Work instruction
Find every line below with the string "core" and pick it out.

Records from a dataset
──────

PR #4618, opened 2020-11-21
Allow oredicted ItemStacks with stacksizes greater than 1

glowredman:
Affects `buildcraft.core.recipes.FlexibleRecipe#setContents()`.

This change is backwardscompatible and fullfills this promise:
grafik

I was not able to build the jars, even with a fresh clone. It always crashes at `:javadoc`. Maybe this [log](https://gist.github.com/glowredman/59c3fbd6c1fe1cb963c22b5a69c92177) of `gradlew build --stacktrace --info --debug` can help with that...
When I removed the javadoc tasks, after that, it built as expected.

### DIFF
--- a/common/buildcraft/core/recipes/FlexibleRecipe.java
+++ b/common/buildcraft/core/recipes/FlexibleRecipe.java
@@ -124,7 +124,13 @@ public class FlexibleRecipe<T> implements IFlexibleRecipe<T>, IFlexibleRecipeVie
 		energyCost = iEnergyCost;
 		craftingTime = iCraftingTime;
 
+		boolean skip = false;
 		for (int index = 0; index < input.length; index++) {
+			if (skip) {
+				skip = false;
+				continue;
+			}
+			
 			Object i = null;
 			Object ii = input[index];
 			if (ii == null) {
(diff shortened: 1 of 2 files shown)


asiekierka:
You can do this a little cleaner... I'll do it, one second.

common/buildcraft/core/recipes/FlexibleRecipe.java
```diff
@@ -145,7 +152,19 @@ public void setContents(String iid, Object iioutput, int iEnergyCost, long iCraf
 			} else if (i instanceof List) {
 				inputItemsWithAlternatives.add((List) i);
 			} else if (i instanceof String) {
-				inputItemsWithAlternatives.add(OreDictionary.getOres((String) i));
+				if (index + 1 >= input.length) {
+					inputItemsWithAlternatives.add(OreDictionary.getOres((String) i));
+				} else if (input[index + 1] instanceof Integer) {
+					skip = true;
```
asiekierka, line 158: Could you please simply use `index++;` here instead of `skip = true;`? That's much less hacky, and you can do this with a for loop.

asiekierka (changes requested):
Other than this, looks good to me - and will be merged. Though I can give no promises on an official update... long out of my jurisdiction.

common/buildcraft/core/recipes/FlexibleRecipe.java
glowredman: I did, but the style checker complained aborted the build, I can see if there is an annotation for it to ignore that method though.

asiekierka: It's 1.7.10, nobody supports it anyway, I wouldn't normally advise this but just throw out the style checker and Javadoc if it's causing problems... unless @AlexIIL wants to backport some improvements from the new branches.

asiekierka:
@AlexIIL feel free to merge whenever, and/or do something with the checkstyle, this is good to me

PR #4656, opened 2021-10-28
Fix NullPointerException crash in PipeFlowFluids

anonyco:
FIXES a bug where accesing lastSentDirection.nbtValue throws a NullPointerException when placing a wooden fluid pipe next to a Magneticraft Infinite Water block and then breaking wooden fluid pipe. To the best of my Java ability I couldn't figure out why :(

### DIFF
--- a/common/buildcraft/transport/pipe/flow/PipeFlowFluids.java
+++ b/common/buildcraft/transport/pipe/flow/PipeFlowFluids.java
@@ -776,13 +776,16 @@ public class PipeFlowFluids extends PipeFlow implements IFlowFluid, IDebuggable 
     class Section implements IFluidHandler {
         final EnumPipePart part;
 
-        int amount;
+        int amount = 0;
 
-        int lastSentAmount;
+        int lastSentAmount = 0;
 
-        Dir lastSentDirection;
+        /* Accesing lastSentDirection.nbtValue throws a NullPointerException when placing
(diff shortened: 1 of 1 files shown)


anonyco:
I have fixed my PR so that it now removes those two lines as you suggested.

AlexIIL:
You're nearly correct - with one exception: you can only get a NullPointerException when dereferencing a value with null - which only happens when you use `.` on a variable/field/*method result* containing null. Using the identity comparison operators (`==` or `!=`) on null is perfectly safe. As such `lastSentDirection` being null is actually always safe, since the only place it was dereferenced is when it was saved to disk - which needs to be removed. It's also completely harmless (*and probably beneficial*) to initialise it though - since `Dir.NONE` is what the client starts out with.

AlexIIL:
Basically this looks good now, thanks!

anonyco:
> You're nearly correct - with one exception: you can only get a NullPointerException when dereferencing a value with null - which only happens when you use `.` on a variable/field/_method result_ containing null. Using the identity comparison operators (`==` or `!=`) on null is perfectly safe. As such `lastSentDirection` being null is actually always safe, since the only place it was dereferenced is when it was saved to disk - which needs to be removed. It's also completely harmless (_and probably beneficial_) to initialise it though - since `Dir.NONE` is what the client starts out with.

Thank you for taking the time to explain this to me. I learn something new about Java every day lol.

PR #4688, opened 2022-10-25
[1.7.10] Fix Compat with NEI Unofficial

DrParadox7:
Fixes `java.lang.NumberFormatException' caused by chat formatting when using NEI Unofficial 2.19+ from https://github.com/GTNewHorizons/NotEnoughItems/issues/310.

@asiekierka Would you be able to merge this?

### DIFF
--- a/common/buildcraft/builders/gui/GuiBlueprintLibrary.java
+++ b/common/buildcraft/builders/gui/GuiBlueprintLibrary.java
@@ -8,6 +8,7 @@
  */
 package buildcraft.builders.gui;
 
+import net.minecraft.util.EnumChatFormatting;
 import org.lwjgl.opengl.GL11;
 
 import net.minecraft.client.gui.GuiButton;
@@ -62,7 +63,7 @@ public class GuiBlueprintLibrary extends GuiBuildCraft {
 				break;
 			}
 			LibraryId bpt = library.entries.get(i);
-			String name = bpt.name;
+			String name = EnumChatFormatting.getTextWithoutFormattingCodes(bpt.name);
 
 			if (name.length() > DefaultProps.MAX_NAME_SIZE) {
 				name = name.substring(0, DefaultProps.MAX_NAME_SIZE);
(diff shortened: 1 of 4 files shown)


DrParadox7:
I've updated the buildscript. 
This should fix the Github Action checks.

common/buildcraft/builders/gui/GuiBlueprintLibrary.java
```diff
@@ -62,7 +63,7 @@ protected void drawGuiContainerForegroundLayer(int par1, int par2) {
 				break;
 			}
 			LibraryId bpt = library.entries.get(i);
-			String name = bpt.name;
+			String name = EnumChatFormatting.getTextWithoutFormattingCodes(bpt.name);
```
asiekierka, line 66: Why here? How would this field be affected by NEI?

common/buildcraft/core/list/ListOreDictionaryCache.java
```diff
@@ -42,6 +43,7 @@ private void addToNamingCache(String s, int id) {
 	public static String getType(String name) {
 		// Rules for finding type:
 		// - Split just before the last uppercase character found.
+		name = EnumChatFormatting.getTextWithoutFormattingCodes(name);
```
asiekierka, line 46: Why here? This should operate on OreDictionary strings only.

common/buildcraft/silicon/render/PackageFontRenderer.java
```diff
@@ -33,6 +34,7 @@ public int getStringWidth(String s) {
 
 	@Override
 	public int drawString(String s, int x, int y, int color, boolean shadow) {
+		s = EnumChatFormatting.getTextWithoutFormattingCodes(s);
```
asiekierka, line 37: NEI shouldn't be affecting these lines, but that's a tolerable patch; either way, this should run *after* the `realRenderer.drawString` check/call, because otherwise it will strip formatting codes from lines which are not affected by the code below.

asiekierka:
Please try this one.

asiekierka:
I guess, if GT:NH is merging it...

PR #223, opened 2017-01-11
ERRAI-1017: Replace history token on navigation initialization.

axls:
Replace history token instead of push on navigation initialization.
This one fixes duplicated history entries after loading gwt host-page.


mbarkley:
ok to test

mbarkley:
Thanks @axls!

axls:
@mbarkley Thank you.
Is there a chance to see this commit in 3.2 branch?

mbarkley:
@axls Typically when we plan for a maintenance release, we will go through issues fixed on master and back-port fixes for critical bugs or fixes that are low risk (like this one). We do not currently have another 3.2 release scheduled, but if we do this will be included.

PR #224, opened 2017-01-11
Adding NavigationControl support to @PageShowing

BenDol:
A continuation of #215
This gives an opportunity for "gatekeeping" pages asynchronously.

```java
@PageShowing
void onShowing(HistoryToken historyToken, NavigationControl control) {
    myService.call(hasAccess -> {
        if(hasAccess) {
            // We have access, proceed with navigation.
            control.proceed();
        } else {
            // Interrupt navigation and redirect.
            // can perform any other tasks before redirecting.
            control.redirect(RedirectPage.class);
        }
    }).hasAccess(modelId, userId);
}
```

Tested and confirmed to work in @PageHiding methods too.
Includes tests for each feature.

### DIFF
--- a/errai-navigation/src/main/java/org/jboss/errai/ui/nav/client/local/Navigation.java
+++ b/errai-navigation/src/main/java/org/jboss/errai/ui/nav/client/local/Navigation.java
@@ -135,11 +135,6 @@ public class Navigation {
   private boolean locked = false;
 
   /**
-   * Indicates that a navigation request is in hiding phase.
-   */
-  private boolean hiding = false;
-
-  /**
    * Queued navigation requests which could not handled immediately.
    */
   private final Queue<Request> queuedRequests = new LinkedList<>();
@@ -451,7 +446,6 @@ public class Navigation {
     final NavigationControl control = new NavigationControl(Navigation.this, new Runnable() {
       @Override
       public void run() {
-        hiding = false;
         final Access<C> accessEvent = new AccessImpl<>();
 
         accessEvent.fireAsync(component, new LifecycleCallback() {
@@ -490,8 +484,7 @@ public class Navigation {
                 locked = true;
                 hideCurrentPage();
                 request.pageNode.pageShowing(component, request.state, showControl);
-              }
-              catch (Exception ex) {
+              } catch (Exception ex) {
                 locked = false;
                 throw ex;
               }
@@ -501,17 +494,16 @@ public class Navigation {
           }
         });
       }
+    }, new Runnable() {
+      @Override
+      public void run() {
+        hideCurrentPage();
+        setCurrentPage(null);
+      }
     });
 
-    if (!hiding && currentPage != null && currentWidget != null && currentComponent != null && currentWidget.asWidget() == navigatingContainer.getWidget()) {
-      hiding = true;
-      try {
-        currentPage.pageHiding(Factory.maybeUnwrapProxy(currentComponent), control);
-      }
-      catch (Exception ex) {
-        hiding = false;
-        throw ex;
-      }
+    if (currentPage != null && currentWidget != null && currentComponent != null && currentWidget.asWidget() == navigatingContainer.getWidget()) {
+      currentPage.pageHiding(Factory.maybeUnwrapProxy(currentComponent), control);
     } else {
       control.proceed();
     }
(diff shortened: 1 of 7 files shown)


mbarkley:
ok to test

errai-navigation/src/main/java/org/jboss/errai/ui/nav/client/local/Navigation.java
```diff
@@ -444,49 +448,71 @@ public void onAttachOrDetach(final AttachEvent event) {
...
           }
         });
       }
     });
 
-    if (currentPage != null && currentWidget != null && currentComponent != null && currentWidget.asWidget() == navigatingContainer.getWidget()) {
-      currentPage.pageHiding(Factory.maybeUnwrapProxy(currentComponent), control);
-    }
-    else {
+    if (!hiding && currentPage != null && currentWidget != null && currentComponent != null && currentWidget.asWidget() == navigatingContainer.getWidget()) {
```
mbarkley: I'm not sure I understand the purpose of this `hiding` in this condition. If I am interpreting this change correctly, I think this will introduce problems if you try to navigate away from a page with a `@PageHiding` method having a `NavigationControl`.

For example, say I have a page with a form on it and the page uses `@PageHiding` to block navigation away from the page while the form has not been submitted. With this change if a user tries to navigate a way, the first time it will be blocked by `@PageHiding`, but the second time the `@PageHiding` method won't be called and navigation will just proceed.

errai-navigation/src/main/java/org/jboss/errai/ui/nav/client/local/PageShowing.java
```diff
@@ -41,6 +43,14 @@
  * not all history token key names are known at compile time, so
  * {@code @PageState} fields can't be declared to accept their values.
  * <p>
+ * The target method is permitted an optional parameter of type {@link NavigationControl}. If the
+ * parameter is present, the page navigation will not be carried out until
+ * {@link NavigationControl#proceed()} is invoked. This is useful for interrupting page navigation
```
mbarkley: The example here makes doesn't fit as well for `@PageShowing` as for `@PageHiding`. It might be better as, "This is useful for redirecting navigation before a page has been displayed, based on asynchronous logic (for example, to redirect to another page based on the result of an Errai RPC)."

errai-navigation/src/main/java/org/jboss/errai/ui/nav/client/local/Navigation.java
BenDol: The purpose is when calling `redirect` in `@PageHiding` this causes infinite recursion if we don't ensure the hiding phase isn't executed multiple times. The `hiding` var will always be set to `false` when `proceed` is invoked so there shouldn't be able issues.

As for your use case you are right that would be a problem, any suggestions on the best way to handle this with the use case presented above too?

errai-navigation/src/main/java/org/jboss/errai/ui/nav/client/local/PageShowing.java
BenDol: Yeah copy pasted from my `@PageAuthorize` annotation :smile:

errai-navigation/src/main/java/org/jboss/errai/ui/nav/client/local/Navigation.java
mbarkley: Ah, I think I understand now. Without this `hiding` boolean, calling redirect in a `@PageHiding` method causes a full navigation, meaning another call to `@PageHiding`.

Here's what I recommend: get rid of `hiding` and pass in an `interrupt` Runnable to the contstructor of `control` with a run method as follows.

    public void run() {
      hideCurrentPage();
      setCurrentPage(null);
    }

This way, when you call `Navigation.goTo` in a `redirect`, the `@PageHiding` method will not be called again as there will be no current page (and you will have already hidden it). But if `redirect` is never called, a `@PageHiding` method should still be called every time.

BenDol: Great that sounds like a better solution. Will update that now.

mbarkley:
Merged: 52ad196b70814822dd87cb81a107723939df06a8

Thanks @BenDol!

──────

Response
Affects `buildcraft.core.recipes.FlexibleRecipe#setContents()`.
--- a/common/buildcraft/core/recipes/FlexibleRecipe.java
+++ b/common/buildcraft/core/recipes/FlexibleRecipe.java
common/buildcraft/core/recipes/FlexibleRecipe.java
common/buildcraft/core/recipes/FlexibleRecipe.java
common/buildcraft/core/list/ListOreDictionaryCache.java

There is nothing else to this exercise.